* _WHAT NEEDS TO BE DONE_
The required output is the lines below from the line containing "(diff shortened: 1 of 1 files shown)" to the line containing "PR #772, opened 2015-04-13", inclusive, retyped exactly. No other lines belong in it.

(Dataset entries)
PR #765, opened 2015-04-06
Update the copyright year to 2015

djansen-redhat:


aeng:
I wonder if there's anything we can do when updating a war, it just updates the statement to 
`Copyright &#169; 2008-{currentYear} <a href="http://www.redhat.com/" target="_blank">Red Hat, Inc</a>` ?

zanata-war/src/main/java/org/zanata/ZanataInit.java
```diff
@@ -430,7 +431,8 @@ private void logBanner(VersionInfo ver, AppServerVersion appServerVersion) {
         }
         log.info("  AS version: " + appServerVersion.asVersion.orNull());
         log.info("  SCM: " + ver.getScmDescribe());
-        log.info("  Red Hat Inc 2008-2014");
+        log.info("  Red Hat Inc 2008-{}",
```
seanf: Just because the code is running in the year X doesn't mean the copyright year of publication has changed.  We should just put the year of publication: 2008.

Wait, is this even a copyright statement?  It doesn't say copyright or ©, so what is it supposed to be?

djansen-redhat: I don't really care, but the issue was that the later year was wrong in *any* case. Having the current year *looks* good, as the human brain tends to see old years as bad.
"© year-year company" is a generally acceptable copyright label, and in a legal stoush having one is better than not having one.

aeng: :arrow_up:  :+1: .

zanata-war/src/main/java/org/zanata/action/CopyrightAction.java
```diff
@@ -0,0 +1,48 @@
...
+    private static final long serialVersionUID = 1L;
+
+    @In
+    private Messages msgs;
+
+    public String copyrightNotice() {
+        return msgs.format("jsf.CopyrightNotice",
+                String.valueOf(Calendar.getInstance().get(Calendar.YEAR)));
+    }
+}
```
aeng: Don't think we need an action bean just for getting year. You can implement the method in applicationConfiguration bean.

djansen-redhat: I thought this might be a bit heavy-handed - will fix

djansen-redhat:
Updated as per comment.

aeng:
:+1: :clap:

djansen-redhat:

djansen-redhat:

definite:
:+1:

PR #768, opened 2015-04-08
Add Undertow modules for WildFly tests

seanf:
https://bugzilla.redhat.com/show_bug.cgi?id=1197955

---
This change is [Reviewable](https://reviewable.io/reviews/zanata/zanata-server/768)

### DIFF
--- a/pom.xml
+++ b/pom.xml
@@ -1218,6 +1218,7 @@
         <mojarra.module.name>wildfly-${module.wildfly.version}-module-mojarra-${mojarra.module.version}.zip</mojarra.module.name>
         <hibernate.module.version>4.2.15.Final</hibernate.module.version>
         <hibernate.module.name>wildfly-${module.wildfly.version}-module-hibernate-main-${hibernate.module.version}.zip</hibernate.module.name>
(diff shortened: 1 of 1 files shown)


seanf:
Looks like you can't upgrade undertow-core without upgrading undertow-servlet, and the same probably goes for the other undertow modules (like websockets).  So I have grabbed all the undertow modules from WildFly 9.0.0.Beta2, to see if they can work in WF 8.1.

seanf:
Looks like all the functional tests passed on WF8.1, apart from three which had this (intermittent) error:

    unknown error: Element is not clickable at point (373, 26). Other element would receive the click

seanf:
It looks like this wasn't testing what I thought at all.  When the functional tests passed on WF 8.1, I was using a badly-packaged Undertow module which apparently wasn't upgrading Undertow at all.  The properly packaged Undertow appears to break badly on WF 8.1 (XNIO is too old).  There's a chance it will work on 8.2, but other 8.2 problems need to be solved.

Reverted by commit e3ffc75a09875eb20b697ae315b742ae2d072e30.

seanf:
At this point, I think we would be better off ensuring Zanata runs well on WildFly 9, which already includes the Undertow 1.2 without hacking around.

PR #772, opened 2015-04-13
Implement server side file conversion for `properties` in file project-type

aeng:
https://bugzilla.redhat.com/show_bug.cgi?id=1186972

1. common: https://github.com/zanata/zanata-common/pull/9
2. api: https://github.com/zanata/zanata-api/pull/26
3. client: https://github.com/zanata/zanata-client/pull/57
4. **server**: https://github.com/zanata/zanata-server/pull/772


zanata-war/src/main/java/org/zanata/action/VersionHomeAction.java
```diff
@@ -879,8 +887,12 @@ private void uploadAdapterFile() {
             HRawDocument rawDocument = new HRawDocument();
             rawDocument.setDocument(document);
             rawDocument.setContentHash(new String(Hex.encodeHex(md5hash)));
-            rawDocument.setType(DocumentType.typeFor(translationFileServiceImpl
-                    .extractExtension(fileName)));
+            if(docType.isPresent()) {
+                rawDocument.setType(DocumentType.getByName(docType.get()));
+            } else {
+                rawDocument.setType(DocumentType.fromSourceExtension(
+                    FileUtil.extractExtension(fileName)).iterator().next());
```
davidmason: - [ ] Why does this have `.iterator().next()` on it? Is `extractExtension()` returning a collection instead of just a single extension? I would only expect to find one extension on a filename.

aeng: What happens if there's multiple adapter that uses same source extension? e.g. PROPERTIES and PROPERTIES_UTF8.

davidmason: Oh yeah, that is a tricky one - the safest is to force the user to choose one when it is ambiguous like that.

zanata-war/src/main/java/org/zanata/adapter/GettextAdapter.java
```diff
@@ -0,0 +1,171 @@
...
+                e);
+        } catch (MalformedURLException e) {
+            throw new FileFormatAdapterException(
+                "Could not open the URI. The URI may be malformed: "
+                    + ((url == null) ? "URL is null" : url.toString()),
+                e);
+        } catch (IOException e) {
+            throw new FileFormatAdapterException(
+                "Could not open the URL. The URL is OK but the input stream could not be opened.\n"
+                    + e.getMessage(), e);
```
davidmason: Can these exception messages use format strings with placeholders instead? I forget whether that is standard for exceptions.

zanata-war/src/main/java/org/zanata/adapter/OkapiFilterAdapter.java
```diff
@@ -354,8 +363,23 @@ public void writeTranslatedFile(OutputStream output, URI originalFile,
         }
     }
 
+    /**
+     * Transform list of TextFlowTarget to map with TextFlowTarget.resId as key
+     *
+     * @param targets
+     * @return
+     */
+    private Map<String, TextFlowTarget> transformToMap(List<TextFlowTarget> targets) {
```
davidmason: Can we call this `mapByResId`?

zanata-war/src/main/java/org/zanata/adapter/PropertiesAdapter.java
```diff
@@ -0,0 +1,225 @@
...
+import org.zanata.exception.FileFormatAdapterException;
+import org.zanata.rest.dto.resource.Resource;
+import org.zanata.rest.dto.resource.TranslationsResource;
+
+import com.google.common.base.Charsets;
+import com.google.common.base.Optional;
+import lombok.extern.slf4j.Slf4j;
+
+/**
+ * Adapter for reading and write {@link org.zanata.common.DocumentType#PROPERTIES} file
```
davidmason: (grammar) "... for reading and writing ..." or "... to read and write ..."

zanata-war/src/main/java/org/zanata/adapter/PropertiesAdapter.java
```diff
@@ -0,0 +1,225 @@
...
+    public void writeTranslatedFile(OutputStream output, URI originalFile,
+        Resource resource, TranslationsResource translationsResource,
+        String locale, Optional<String> params)
+        throws FileFormatAdapterException, IllegalArgumentException {
+
+        writeTranslatedFile(output, resource, translationsResource, locale,
+                params, ISO_8859_1);
+    }
+
+    public Resource parseDocumentFile(URI fileUri, LocaleId sourceLocale,
```
davidmason: Is this an override, or just a new public method?

zanata-war/src/main/java/org/zanata/adapter/PropertiesAdapter.java
```diff
@@ -0,0 +1,225 @@
...
+        Optional<String> filterParams, String charset) throws FileFormatAdapterException,
+        IllegalArgumentException {
+
+        if (sourceLocale == null) {
+            throw new IllegalArgumentException("Source locale cannot be null");
+        }
+
+        if (fileUri == null) {
+            throw new IllegalArgumentException("Document URI cannot be null");
```
davidmason: - [ ] I wonder if we should add some non-null annotations to the interface for these things, so that these checks are not needed. There are some of these checks earlier in the diff that could be avoided with the right annotations too.

zanata-war/src/main/java/org/zanata/adapter/PropertiesAdapter.java
```diff
@@ -0,0 +1,225 @@
...
+        try {
+            inputStream = readStream(fileUri);
+            propReader.extractTemplate(doc, inputStream);
+        } catch (IOException e) {
+            throw new FileFormatAdapterException(
+                "Could not open the URL. The URL is OK but the input stream could not be opened.\n"
+                    + e.getMessage(), e);
+        } finally {
+            try {
+                inputStream.close();
```
davidmason: - [ ] Did you try the try-with-resources pattern for this one?

zanata-war/src/main/java/org/zanata/adapter/PropertiesAdapter.java
```diff
@@ -0,0 +1,225 @@
...
+            } catch (IOException e1) {
+            }
+        }
+        return doc;
+    }
+
+    public TranslationsResource parseTranslationFile(URI fileUri,
```
davidmason: - [ ] Is this an override?

zanata-war/src/main/java/org/zanata/adapter/PropertiesAdapter.java
```diff
@@ -0,0 +1,225 @@
...
+        String localeId, Optional<String> params, String charset)
+        throws FileFormatAdapterException, IllegalArgumentException {
+
+        if (StringUtils.isEmpty(localeId)) {
+            throw new IllegalArgumentException(
+                "locale id string cannot be null or empty");
```
davidmason: - [ ] This `localeId` is not actually used, so maybe we don't need to check, or we should be actually using it instead of just `LocaleId.EN_US`.

zanata-war/src/main/java/org/zanata/adapter/PropertiesAdapter.java
```diff
@@ -0,0 +1,225 @@
...
+        }
+
+        PropReader propReader = new PropReader(charset, LocaleId.EN_US,
```
davidmason: - [ ] Should this look up the locale from `localeId` string?

zanata-war/src/main/java/org/zanata/adapter/PropertiesAdapter.java
```diff
@@ -0,0 +1,225 @@
...
+        try {
+            inputStream = readStream(fileUri);
+            propReader.extractTarget(targetDoc, inputStream, srcDoc);
+        } catch (IOException e) {
+            throw new FileFormatAdapterException(
+                "Could not open the URL. The URL is OK but the input stream could not be opened.\n"
+                    + e.getMessage(), e);
+        } finally {
+            try {
+                inputStream.close();
```
davidmason: - [ ] did you try the try-with-resources pattern for this?

zanata-war/src/main/java/org/zanata/adapter/PropertiesAdapter.java
```diff
@@ -0,0 +1,225 @@
...
+            tempFile = File.createTempFile("filename", "extension");
+            if(charset.equals(ISO_8859_1)) {
+                PropWriter.writeTranslationsFile(resource,
+                        translationsResource, tempFile,
+                        PropWriter.CHARSET.Latin1, createSkeletons);
+            } else if (charset.equals(UTF_8)) {
+                PropWriter.writeTranslationsFile(resource,
+                    translationsResource,
+                    tempFile, PropWriter.CHARSET.UTF8, createSkeletons);
+            }
```
davidmason: - [ ] At this point if the charset was not either of the expected charsets, the file was not written. Better add an `else` with an error about incorrect charset.

zanata-war/src/main/java/org/zanata/adapter/PropertiesAdapter.java
```diff
@@ -0,0 +1,225 @@
...
+        try {
+            tempFile = File.createTempFile("filename", "extension");
+            if(charset.equals(ISO_8859_1)) {
+                PropWriter.writeTranslationsFile(resource,
+                        translationsResource, tempFile,
+                        PropWriter.CHARSET.Latin1, createSkeletons);
+            } else if (charset.equals(UTF_8)) {
+                PropWriter.writeTranslationsFile(resource,
+                    translationsResource,
+                    tempFile, PropWriter.CHARSET.UTF8, createSkeletons);
```
davidmason: - [ ] These two lines are almost identical. Probably easier to maintain if we split the charset check out:

```
if (charset.equals(ISO_8859_1)) {
  propWriterCharset = PropWriter.CHARSET.Latin1;
} else if (charset.equals(UTF_8)) {
  propWriterCharset = PropWriter.CHARSET.UTF8;
} else {
  // throw error - invalid charset
}

PropWriter.writeTranslationsFile(resource, translationsResource,
        tempFile, propWriterCharset, createSkeletons);
```

davidmason: - [ ] Then probably move the whole `if-else-if-else` block to a function `toPropWriterCharset(...)` and that whole chunk of code becomes just:

```
PropWriter.writeTranslationsFile(resource, translationsResource,
        tempFile, toPropWriterCharset(charset), createSkeletons);
```

zanata-war/src/main/java/org/zanata/adapter/PropertiesAdapter.java
```diff
@@ -0,0 +1,225 @@
...
+            }
+
+            byte[] buffer = new byte[4096]; // To hold file contents
+            int bytesRead;
+            FileInputStream input = new FileInputStream(tempFile);
+            while ((bytesRead = input.read(buffer)) != -1) {
+                output.write(buffer, 0, bytesRead);
```
davidmason: - [ ] This logic is used in a few places, and is too low-level to put with this code anyway. Better extract it to a utility method `writeFileToOutputStream(File file, OutputStream output)`.
- [ ] Was this copied from one of the existing adapters? If so, might be good to replace that with a method call too.

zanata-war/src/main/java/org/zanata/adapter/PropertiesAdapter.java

* _THE COMPLETED TASK_
(diff shortened: 1 of 1 files shown)


seanf:
Looks like you can't upgrade undertow-core without upgrading undertow-servlet, and the same probably goes for the other undertow modules (like websockets).  So I have grabbed all the undertow modules from WildFly 9.0.0.Beta2, to see if they can work in WF 8.1.

seanf:
Looks like all the functional tests passed on WF8.1, apart from three which had this (intermittent) error:

    unknown error: Element is not clickable at point (373, 26). Other element would receive the click

seanf:
It looks like this wasn't testing what I thought at all.  When the functional tests passed on WF 8.1, I was using a badly-packaged Undertow module which apparently wasn't upgrading Undertow at all.  The properly packaged Undertow appears to break badly on WF 8.1 (XNIO is too old).  There's a chance it will work on 8.2, but other 8.2 problems need to be solved.

Reverted by commit e3ffc75a09875eb20b697ae315b742ae2d072e30.

seanf:
At this point, I think we would be better off ensuring Zanata runs well on WildFly 9, which already includes the Undertow 1.2 without hacking around.

PR #772, opened 2015-04-13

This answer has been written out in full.